Origins of catalysis by computationally designed retroaldolase enzymes

Abstract

We have investigated recently reported computationally designed retroaldolase enzymes with the goal of understanding the extent and the origins of their catalytic power. Direct comparison of the designed enzymes to primary amine catalysts in solution revealed a rate acceleration of 10(5)-fold for the most active of the designed retroaldolases. Through pH-rate studies of the designed retroaldolases and evaluation of a Brønsted correlation for a series of amine catalysts, we found that lysine pK(a) values are shifted by 3-4 units in the enzymes but that the catalytic contributions from the shifted pK(a) values are estimated to be modest, about 10-fold. For the most active of the reported enzymes, we evaluated the catalytic contribution of two other design components: a motif intended to stabilize a bound water molecule and hydrophobic substrate binding interactions. Mutational analysis suggested that the bound water motif does not contribute to the rate acceleration. Comparison of the rate acceleration of the designed substrate relative to a minimal substrate suggested that hydrophobic substrate binding interactions contribute around 10(3)-fold to the enzymatic rate acceleration. Altogether, these results suggest that substrate binding interactions and shifting the pK(a) of the catalytic lysine can account for much of the enzyme's rate acceleration.
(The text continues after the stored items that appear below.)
PR #103, opened 2021-03-31
Allow the client to use the server time

### LINKED ISSUE #89: BadSecurityChecksFailed when checking signature
I'm using the client to connect to a 3rd party OPC UA server and for a couple of connections we get a lot of these kinds of errors:

```
[2021-01-21T20:34:35.905Z][INFO]-[ERROR opcua_client::comms::tcp_transport] Expecting a chunk, got an error message BadSecurityChecksFailed
[2021-01-21T20:34:35.905Z][INFO]-[ERROR opcua_client::comms::tcp_transport] Reader is putting connection into a finished state with status BadSecurityChecksFailed
[2021-01-21T20:34:35.905Z][INFO]-[DEBUG opcua_client::comms::tcp_transport] Reader is sending a quit to the writer
[2021-01-21T20:34:35.905Z][INFO]-[ERROR opcua_client::comms::tcp_transport] Read loop error Kind(ConnectionReset)
[2021-01-21T20:34:35.905Z][INFO]-[INFO  opcua_client::comms::tcp_transport] ReadState has dropped
[2021-01-21T20:34:35.905Z][INFO]-[DEBUG opcua_client::comms::tcp_transport] Read loop ended with an error
```

A lot means every 30 to 60 seconds (give or take). In between a couple of hundred measurements are successfully received but after some time it gets this error and then reconnects.

Any idea what could be the problem or how I can troubleshoot the issue?

Thanks!

svanharmelen:
In some situations, were the server setup is managed by a 3rd party, it can be needed to “follow” the server time in the client in order to be able to setup a connection.

This solution is pretty much inline with what is documented [here](https://reference.opcfoundation.org/v104/Core/docs/Part6/6.3/), except in this solution only the time used in the client is adjusted and the host clock is left untouched.

And just to be clear, the offset is only used for the communication and security related parts between the client and the server. For the rest the actuall time will still be used.

I tested this against several 3rd party server and the change resulted in stable connections without any errors, reconnects or constantly renewing security channels.

Fixes #89

### DIFF
--- a/client/src/session_retry.rs
+++ b/client/src/session_retry.rs
@@ -2,8 +2,9 @@
 // SPDX-License-Identifier: MPL-2.0
 // Copyright (C) 2017-2020 Adam Lock
 
-use chrono::{DateTime, TimeZone, Utc};
-use time::Duration;
+use chrono::Duration;
+
+use opcua_types::date_time::DateTime;
 
 #[derive(PartialEq, Debug)]
 pub enum Answer {
@@ -38,7 +39,7 @@ pub struct SessionRetryPolicy {
     /// this value is reset.
     retry_count: u32,
     /// The last retry attempt timestamp.
-    last_attempt: DateTime<Utc>,
+    last_attempt: DateTime,
 }
 
 impl Default for SessionRetryPolicy {
@@ -108,8 +109,8 @@ impl SessionRetryPolicy {
         Self::new(session_timeout, 0, 0)
     }
 
-    fn last_attempt_default() -> DateTime<Utc> {
-        Utc.ymd(1900, 1, 1).and_hms(0, 0, 0)
+    fn last_attempt_default() -> DateTime {
+        DateTime::ymd(1900, 1, 1)
     }
 
     pub fn session_timeout(&self) -> f64 {
@@ -128,13 +129,13 @@ impl SessionRetryPolicy {
         self.retry_count = 0;
     }
 
-    pub fn set_last_attempt(&mut self, last_attempt: DateTime<Utc>) {
+    pub fn set_last_attempt(&mut self, last_attempt: DateTime) {
         self.last_attempt = last_attempt;
     }
 
     /// Asks the policy, given the last retry attempt, should we try to connect again, wait a period of time
     /// or give up entirely.
-    pub fn should_retry_connect(&self, now: DateTime<Utc>) -> Answer {
+    pub fn should_retry_connect(&self, now: DateTime) -> Answer {
         if let Some(retry_limit) = self.retry_limit {
             if self.retry_count >= retry_limit {
                 // Number of retries have been exceeded
@@ -164,7 +165,7 @@ impl SessionRetryPolicy {
 fn session_retry() {
     let mut session_retry = SessionRetryPolicy::default();
 
-    let now = Utc::now();
+    let now = DateTime::now();
 
     let retry_interval =
         Duration::milliseconds(SessionRetryPolicy::DEFAULT_RETRY_INTERVAL_MS as i64);
@@ -194,7 +195,7 @@ fn session_retry() {
 #[test]
 fn session_retry_infinity() {
     let session_retry = SessionRetryPolicy::infinity(444.444, 1000);
-    let now = Utc::now();
+    let now = DateTime::now();
     assert_eq!(session_retry.should_retry_connect(now), Answer::Retry);
     assert_eq!(session_retry.session_timeout(), 444.444);
 }
@@ -202,7 +203,7 @@ fn session_retry_infinity() {
 #[test]
 fn session_retry_never() {
     let session_retry = SessionRetryPolicy::never(987.123);
-    let now = Utc::now();
+    let now = DateTime::now();
     assert_eq!(session_retry.should_retry_connect(now), Answer::GiveUp);
     assert_eq!(session_retry.session_timeout(), 987.123);
 }
--- a/client/src/session_state.rs
+++ b/client/src/session_state.rs
@@ -3,7 +3,6 @@
 // Copyright (C) 2017-2020 Adam Lock
 
 use std::{
-    self,
     sync::{
         atomic::{AtomicU32, Ordering},
         Arc, RwLock,
@@ -11,7 +10,7 @@ use std::{
     u32,
 };
 
-use chrono;
+use chrono::Duration;
 
 use opcua_core::{
     comms::secure_channel::SecureChannel, handle::Handle, supported_message::SupportedMessage,
@@ -49,6 +48,10 @@ lazy_static! {
 pub(crate) struct SessionState {
     /// A unique identifier for the session, this is NOT the session id assigned after a session is created
     id: u32,
+    /// Time offset between the client and the server.
+    client_offset: Duration,
+    /// Ignore clock skew between the client and the server.
+    ignore_clock_skew: bool,
     /// Secure channel information
     secure_channel: Arc<RwLock<SecureChannel>>,
     /// Connection state - what the session's connection is currently doing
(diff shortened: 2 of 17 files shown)


svanharmelen:
I thought of another solution for this problem that I want to try out... I expect it will make the diff a bit bigger, but I think it will be a more robust solution that solves an additional problem.

Will let you know if it works out and when the PR is ready to be reviewed.

locka99:
okay thanks - I did glance over the first patch and realised it would take some concentration to see what it was doing

svanharmelen:
@locka99 I think it's a good time to get your input on this one...

I kept the initial commit and added two new commits. The first one is a very big commit, but it essentially only does a rename. So probably best to focus on the other two commits.

The initial commit introduces a solution to allow the client to connect to a server who's clock isn't synced. On itself the solution works perfectly and allows you to connect without continuous reconnects or other issues. But it only focuses on the session itself, not on the actual data being send.

So the last commit updates the solution so it applies the offset to _all_ timestamps that are decoded by the client (except for the `source timestamp` for obvious reasons). The big advantage is that it means that all data will use the correct time as known by the client. So this assumes the client is configured correctly and that the server is outside of your control.

Now I did look at renaming `DecodingOptions` to `EncoderOptions` and also passing it to all `encode` methods. But that turned out to be an even bigger change and I wasn't sure if that was actually needed (I don't know exactly what timestamps the client sends to the server except for the timestamp in the headers).

So while it "feels" like an even more robust solution (the offset is then applied both ways during encoding and decoding which means all timestamps are consistent and you don't have to think about any exceptions in the code), I wasn't sure if it was worth the extra code and logic needed to pass the `EncoderOptions` around to every location that calls the `encode` method. I also looked at making the `encode` method accept `Option<EncoderOptions>` to make it easier, but that was also the point that I thought to first discuss all this with you 😏 

Very open to add the missing logic to make the move to `EncoderOptions` if you want to go that route, but curious what you think of all this and if the current solution is maybe enough to support the ability for clients to be able to work with servers with time drift.

Also open for any kind of video call if that would make this conversation easier. Just let me know if you prefer that 😉

locka99:
Would you be able to rename DecodingOptions back to DecodingLimits and decoding_options to decoding_limits? I think it would shrink the size of the diff down and make it easier what has changed. We can do that separately if you think it's necessary.

svanharmelen:
Yeah I can revert that, give me 10 minutes 😉

svanharmelen:
Make that 25 minutes... Got distracted a bit 😉 But I refactored things a bit so it only shows the functional changes. I do have the other commits stored in another branch, so maybe we want to revert it back after your review? Of indeed make a dedicated PR for it once this one has landed...

client/src/message_queue.rs
```diff
@@ -85,6 +85,7 @@ impl MessageQueue {
     pub(crate) fn store_response(&mut self, response: SupportedMessage) {
         // Remove corresponding request handle from inflight queue, add to responses
         let request_handle = response.request_handle();
+        trace!("Received response {:?}", response);
```
locka99, line 88: Remove this

client/src/session_retry.rs
```diff
@@ -108,8 +109,8 @@ impl SessionRetryPolicy {
         Self::new(session_timeout, 0, 0)
     }
 
-    fn last_attempt_default() -> DateTime<Utc> {
-        Utc.ymd(1900, 1, 1).and_hms(0, 0, 0)
+    fn last_attempt_default() -> DateTime {
+        DateTime::ymd(1900, 1, 1)
```
locka99, line 113: Just make sure this also sets clock to 00:00:00

client/src/session_state.rs
```diff
@@ -49,6 +48,10 @@ lazy_static! {
 pub(crate) struct SessionState {
     /// A unique identifier for the session, this is NOT the session id assigned after a session is created
     id: u32,
+    /// Time offset between the client and the server.
+    client_offset: Duration,
```
locka99, line 52: Obviously there is still potential for time to drift during the session

client/src/session_state.rs
```diff
@@ -401,9 +407,16 @@ impl SessionState {
         };
         let response = self.send_request(request)?;
         if let SupportedMessage::OpenSecureChannelResponse(response) = response {
+            if self.ignore_clock_skew {
```
locka99, line 410: Can you add a comment here to say what this is doing for clarity, i.e. to compensate for the difference in time between client and server

samples/client.conf
```diff
@@ -41,6 +41,7 @@ endpoints:
 session_retry_limit: 10
 session_retry_interval: 10000
 session_timeout: 0
+ignore_clock_skew: false
```
locka99, line 44: Perhaps this should go on the performance section

types/src/encoding.rs
```diff
@@ -27,6 +28,8 @@ pub struct DecodingLimits {
     pub max_byte_string_length: usize,
     /// Maximum number of array elements. 0 actually means 0, i.e. no array permitted
     pub max_array_length: usize,
+    /// Time offset between the client and the server
```
locka99, line 31: Can you rename offset something a little more clear and document it only needs to be used from the client side

client/src/session_state.rs
svanharmelen: True... Yet it updates the offset every time the secure channel is (re)created or renewed.

client/src/message_queue.rs
svanharmelen: Done (will push an additional commit with all requested changes in a bit)

client/src/session_retry.rs
svanharmelen: Yes, I double checked and this is indeed the case. See how the time is actually set [here](https://github.com/svanharmelen/opcua/blob/feature/time-keeping/types/src/date_time.rs#L247).

samples/client.conf
svanharmelen: I don't have a strong preference, so if you prefer it to be added to the performance section I'm good with that. Shall I update that?

types/src/encoding.rs
svanharmelen: We can call it `client_offset` here as well? And then add a line to the comment as well. Would that work?

client/src/session_state.rs
svanharmelen: Done (will push an additional commit with all requested changes in a bit)

types/src/encoding.rs
svanharmelen: Went ahead and added a commit that renames the field to `client_offset` and extends the comment.

samples/client.conf
svanharmelen: Went ahead and added a commit to move the field in the performance section...

svanharmelen:
@locka99 I think (hope) that I addressed all your feedback. I did it in separate commits so it's easy to check, but I also retrofitted the changes into the original 3 commits that also do the rename.

I personally prefer those 3 updated commits as it also updates `limits` to `options` which seems to be a better name moving forward. So if/when you are OK with the changes, I can update this PR with those 3 updated commits and mark the PR as ready. But of course I can also just squash the current commits in this PR and use that single commit. Just let me know what you prefer...

locka99:
I'll take the limits => options thing separately. It was just the difference between hundreds of files changing vs 17. I'll approve this part and many thanks. I hadn't thought of server / client out of sync and if there is a fix that reconciles the two then maybe it can even become the default at some point.

locka99:
You'll have to take it out of draft for me to merge it tho

svanharmelen:
Cool 😃 I squashed the existing commits on this branch to clean things up and took the PR out of draft... So all yours 👍🏻 

I'll create a separate PR for the limits => options change tomorrow... Thanks!

svanharmelen:
Thanks for merging this one @locka99! It runs in a few locations where we had issues for a few days now and improved things a lot 👍🏻 

And just created the PR for the rename the `DecodingLimits` struct (#107) to finish things off 😉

Additional observations suggest that these interactions are limited in the specificity of placement of substrate and active site catalytic groups. Thus, future design efforts may benefit from a focus on achieving precision in binding interactions and placement of catalytic groups.

Fig. 1.

Major steps in amine-catalyzed retroaldol reaction. Proton transfers, binding events, and some intermediate steps are omitted for clarity.

Fig. 2.

Three elements comprise the catalytic motif used for the retroaldolases investigated in this paper (7), illustrated here with the designed model for the most active enzyme, RA61. The experimental crystal structure for RA61 did not contain ligand, and the binding orientation of the substrate is not known. (A) A hydrophobic pocket was intended to lower the pK_a of the catalytic lysine side chain. (B) Hydrogen-bonding interactions to a bound water molecule were incorporated into the design models. In RA61, the side chains modeled in contact with the bound water are Tyr78 and Ser87. (C) Hydrophobic side chains line the active site cavity, providing a binding surface for the hydrophobic substrate.

Fig. 3.

Dependence of second-order rate constant on pH. (A) Scheme for pH dependence. The deprotonated, neutral form of lysine is required for reaction, whereas protonated, charged lysine cannot form the iminium and progress to products. Thus, in this model, the concentration of active enzyme is controlled by the pK_a of the catalytic lysine. (B) pH dependence for the RA61-catalyzed reaction. The fit to a single titratable group gives a pK_a of 6.8. Plots for the other variants are included in the SI Appendix.

Fig. 4.

(A) Relationship between the pH-independent second-order rate constant of the fully deprotonated, neutral amine (k_max) and pK_a for the retroaldol reactions of 4-hydroxy-4-(6-methoxy-2-naphthyl)-2-butanone catalyzed by amines listed in Table 3. The slope obtained by linear fit is 0.54 ± 0.03, where the error is the standard error of the slope. (B) Relationship between the observed second-order rate constant at pH 7.5 (k_obs) and pK_a for the same reactions.